**** INPUT
PR #2820, opened 2025-12-16
[DNM] hack: add Do-Not-Retry hint when retries are exhausted

bjlaub:
## After this PR

==COMMIT_MSG==
==COMMIT_MSG==


dialogue-core/src/main/java/com/palantir/dialogue/core/RetriesExhaustedChannel.java
```diff
@@ -0,0 +1,58 @@
...
+import com.google.common.util.concurrent.ListenableFuture;
+import com.palantir.dialogue.DialogueRetries;
+import com.palantir.dialogue.DialogueRetries.DialogueRetriesResponseDecodingAdapter;
+import com.palantir.dialogue.EndpointChannel;
+import com.palantir.dialogue.Request;
+import com.palantir.dialogue.Response;
+import com.palantir.dialogue.futures.DialogueFutures;
+import java.util.Optional;
+
+// a channel that detects if upstream dialogue retries were exhausted, and fails fast if so
```
bjlaub: oops, this comment is wrong - don't fail fast here, instead set a response attachment that causes RetryingChannel to short-circuit

dialogue-target/src/main/java/com/palantir/dialogue/DialogueRetries.java
```diff
@@ -0,0 +1,64 @@
...
+package com.palantir.dialogue;
+
+import java.util.Optional;
+
+public final class DialogueRetries {
+    static final ResponseAttachmentKey<Boolean> RETRIES_EXHAUSTED_TOKEN = ResponseAttachmentKey.create(Boolean.class);
+
+    private static final String DIALOGUE_RETRIES_EXHAUSTED_HEADER = "Dialogue-Retries-Exhausted";
+
+    public static boolean isRetriesExhausted(Response response) {
```
bjlaub, line 26: we should separate the response attachment logic from the header parsing logic into two separate classes, the former being package-private

PR #2823, opened 2025-12-18
Improve ExceptionDeserializingErrorDecoder logs and remove unused constructors

aldexis:
## Before this PR
The `ExceptionDeserializingErrorDecoder` decode logic logs an error when using a the client has registered rich exception types, but didn't receive json errors from the server.

This is desirable _only_ if the client actually _requested_ the server to send json errors, rather than just being able to deserialize them, which isn't always the case, and can lead to confusion.

## After this PR
==COMMIT_MSG==
Improve ExceptionDeserializingErrorDecoder logs and remove unused constructors
==COMMIT_MSG==

This
- Adds a boolean to `ExceptionDeserializingErrorDecoder` to indicate whether we should expect to receive back json errors for rich exceptions we know about (i.e. if we have sent the json error format header)
  - Updates the error log to log as debug if we didn't send that header
- Adds some additional debug logs to facilitate debugging this workflow in the future if needed
- Refactors out by splitting into two methods to reduce cyclomatic complexity

Another approach _could_ be to directly deserialize as a `RemoteException` if we didn't send the header, but this is better since it lets us support the server sending json errors regardless of the request headers.

### DIFF
--- a/dialogue-serde/src/main/java/com/palantir/conjure/java/dialogue/serde/ConjureBodySerDe.java
+++ b/dialogue-serde/src/main/java/com/palantir/conjure/java/dialogue/serde/ConjureBodySerDe.java
@@ -107,7 +107,9 @@ final class ConjureBodySerDe implements BodySerDe {
                         key.type(),
                         emptyContainerDeserializer,
                         key.args().returnType(),
-                        new ExceptionDeserializingErrorDecoder(key.args().errorNameToExceptionTypeMarkers())));
+                        new ExceptionDeserializingErrorDecoder(
+                                key.args().errorNameToExceptionTypeMarkers(),
+                                errorParameterFormat().isPresent())));
     }
 
     @SuppressWarnings("unchecked")
--- a/dialogue-serde/src/main/java/com/palantir/conjure/java/dialogue/serde/ConjureBodySerDe.java
+++ b/dialogue-serde/src/main/java/com/palantir/conjure/java/dialogue/serde/ConjureBodySerDe.java
@@ -23,6 +23,7 @@ import com.google.common.base.Suppliers;
 import com.google.common.collect.ImmutableList;
 import com.google.common.collect.Lists;
 import com.google.common.net.HttpHeaders;
+import com.palantir.conjure.java.api.errors.ConjureErrorParameterFormat;
 import com.palantir.dialogue.BinaryRequestBody;
 import com.palantir.dialogue.BodySerDe;
 import com.palantir.dialogue.Deserializer;
@@ -108,8 +109,7 @@ final class ConjureBodySerDe implements BodySerDe {
                         emptyContainerDeserializer,
                         key.args().returnType(),
                         new ExceptionDeserializingErrorDecoder(
-                                key.args().errorNameToExceptionTypeMarkers(),
-                                errorParameterFormat().isPresent())));
+                                key.args().errorNameToExceptionTypeMarkers(), expectJsonErrors())));
     }
 
     @SuppressWarnings("unchecked")
@@ -234,6 +234,11 @@ final class ConjureBodySerDe implements BodySerDe {
                 }
             }
         };
+    }
+
+    private boolean expectJsonErrors() {
+        return errorParameterFormat().isPresent()
+                && errorParameterFormat().get().equals(ConjureErrorParameterFormat.JSON_FORMAT);
     }
 
     private static final class EncodingSerializerRegistry<T> implements Serializer<T> {
--- a/dialogue-serde/src/main/java/com/palantir/conjure/java/dialogue/serde/ExceptionDeserializingErrorDecoder.java
+++ b/dialogue-serde/src/main/java/com/palantir/conjure/java/dialogue/serde/ExceptionDeserializingErrorDecoder.java
@@ -172,7 +172,7 @@ final class ExceptionDeserializingErrorDecoder {
         }
     }
 
-    private RuntimeException jsonExceptionFromBody(byte[] body, int code) throws IOException {
+    private RemoteException jsonExceptionFromBody(byte[] body, int code) throws IOException {
         String errorName = extractErrorName(body);
         if (errorName == null) {
             // Per the Conjure spec, errorName is required. We fall back to creating a RemoteException to handle
--- a/dialogue-serde/src/main/java/com/palantir/conjure/java/dialogue/serde/ExceptionDeserializingErrorDecoder.java
+++ b/dialogue-serde/src/main/java/com/palantir/conjure/java/dialogue/serde/ExceptionDeserializingErrorDecoder.java
@@ -143,7 +143,7 @@ final class ExceptionDeserializingErrorDecoder {
         try (InputStream bodyStream = response.body()) {
             body = bodyStream.readAllBytes();
         } catch (NullPointerException | IOException e) {
-            UnknownRemoteException exception = new UnknownRemoteException(code, "<unreadable>");
+            UnknownRemoteException exception = new UnknownRemoteException(code, "<unparseable>");
             exception.initCause(e);
             return exception;
         }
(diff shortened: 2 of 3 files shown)


dialogue-serde/src/main/java/com/palantir/conjure/java/dialogue/serde/ExceptionDeserializingErrorDecoder.java
```diff
@@ -145,41 +143,27 @@ private RuntimeException decodeInternal(Response response) {
...
         }
 
+        if (log.isDebugEnabled()) {
+            log.debug("Read error response body", UnsafeArg.of("body", new String(body, StandardCharsets.UTF_8)));
+        }
+
         Optional<String> contentType = response.getFirstHeader(HttpHeaders.CONTENT_TYPE);
         if (contentType.isEmpty() || !Encodings.matchesContentType(JSON_ENCODING.getContentType(), contentType.get())) {
-            return new UnknownRemoteException(code, new String(body, StandardCharsets.UTF_8));
+            String stringBody = new String(body, StandardCharsets.UTF_8);
```
mpritham: Can we create this variable on line 150 just above the debug log so we don't have to allocate another `String` object here?

dialogue-serde/src/main/java/com/palantir/conjure/java/dialogue/serde/ExceptionDeserializingErrorDecoder.java
```diff
@@ -145,41 +143,27 @@ private RuntimeException decodeInternal(Response response) {
...
+            log.debug(
```
mpritham: Should we wrap this in a `if (log.isDebugEnabled())`?

aldexis: It's not necessary, since we're always going to create the stringBody (to put it in the `UnknownRemoteException`)

dialogue-serde/src/main/java/com/palantir/conjure/java/dialogue/serde/ExceptionDeserializingErrorDecoder.java
aldexis: I would rather not, because in most cases we don't need to allocate the string. We'd need to allocate it if we are in this case _or_ if we are in debug, and twice if we are in this case _and_ in debug, but that last case should be pretty rare, so we should not allocate it for all the other cases

dialogue-serde/src/main/java/com/palantir/conjure/java/dialogue/serde/ExceptionDeserializingErrorDecoder.java
```diff
@@ -188,6 +172,46 @@ private RuntimeException decodeInternal(Response response) {
         }
     }
 
+    private RuntimeException jsonExceptionFromBody(byte[] body, int code) throws IOException {
```
mpritham: nit:
```suggestion
    private RemoteException jsonExceptionFromBody(byte[] body, int code) throws IOException {
```

Just in case we mess with this implementation later, would be good to have the type-checker warn us if we try to throw anything other than a `RemoteException`.

dialogue-serde/src/main/java/com/palantir/conjure/java/dialogue/serde/ExceptionDeserializingErrorDecoder.java
aldexis: Or did you mean creating a potentially null string above, and only creating it as needed? (seems somewhat overkill for what is a rare case)

mpritham: It was for the last case, and I also assumed that this branch would be hit most often (i.e. that we expect a content-type to be present and set to JSON). But maybe that's not true 🤷. Happy to keep as-is.

dialogue-serde/src/main/java/com/palantir/conjure/java/dialogue/serde/ConjureBodySerDe.java
```diff
@@ -107,7 +107,9 @@ final class ConjureBodySerDe implements BodySerDe {
                         key.type(),
                         emptyContainerDeserializer,
                         key.args().returnType(),
-                        new ExceptionDeserializingErrorDecoder(key.args().errorNameToExceptionTypeMarkers())));
+                        new ExceptionDeserializingErrorDecoder(
+                                key.args().errorNameToExceptionTypeMarkers(),
+                                errorParameterFormat().isPresent())));
```
mpritham: This will work but I think we should check that this is exactly `ConjureErrorParameterFormat.JSON_FORMAT`, in case we end up adding some sort of way for clients to explicitly request the `toString` representation (or some other formatting?).

dialogue-serde/src/main/java/com/palantir/conjure/java/dialogue/serde/ExceptionDeserializingErrorDecoder.java
```diff
@@ -74,22 +74,20 @@ final class ExceptionDeserializingErrorDecoder {
             JSON_ENCODING.deserializer(new TypeMarker<>() {});
     private static final Deserializer<SerializableError> SERIALIZABLE_ERROR_DESERIALIZER =
             JSON_ENCODING.deserializer(new TypeMarker<>() {});
+
     private final Map<String, DeserializerExceptionPair<?, ?>> errorNameToExceptionDeserializerMap;
+    private final boolean expectRichErrors;
```
mpritham:
```suggestion
    private final boolean expectJsonErrors;
```

v nit: because I suggested we check that the format is explicitly `JSON_FORMAT` when populating this variable in `ConjureBodySerde`

dialogue-serde/src/main/java/com/palantir/conjure/java/dialogue/serde/ExceptionDeserializingErrorDecoder.java
mpritham: Sorry not sure I follow: I'm suggesting wrapping this debug log in a block that checks that debug logging is enabled as not to spend time constructing the arguments (e.g. `UnsafeArg.of`).

dialogue-serde/src/main/java/com/palantir/conjure/java/dialogue/serde/ConjureBodySerDe.java
aldexis: Ah yes, that's a good point

dialogue-serde/src/main/java/com/palantir/conjure/java/dialogue/serde/ExceptionDeserializingErrorDecoder.java
aldexis: Oh I thought it was about the string construction, as I assumed the UnsafeArg.of was a small enough allocation that it didn't matter. I'm happy to wrap in this case.

dialogue-serde/src/main/java/com/palantir/conjure/java/dialogue/serde/ExceptionDeserializingErrorDecoder.java
aldexis: I've added some logic so we only convert to string maximum once. It's not super pretty, but using a memoized supplier would require using some classes that add locking (unless we build our own) and I didn't want to add perf impacts here.

This branch is also only hit if the content type is _not_ json, so I assumed it would be rather rare (though I'm unsure whether where smile goes in this? I guess we don't use it for errors). As far as I can tell, most of the time, we should not need to put the error into a string at all

mpritham (approved):
Thanks!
********
Extract all lines of the records above that include "being".

bjlaub, line 26: we should separate the response attachment logic from the header parsing logic into two separate classes, the former being package-private
This is desirable _only_ if the client actually _requested_ the server to send json errors, rather than just being able to deserialize them, which isn't always the case, and can lead to confusion.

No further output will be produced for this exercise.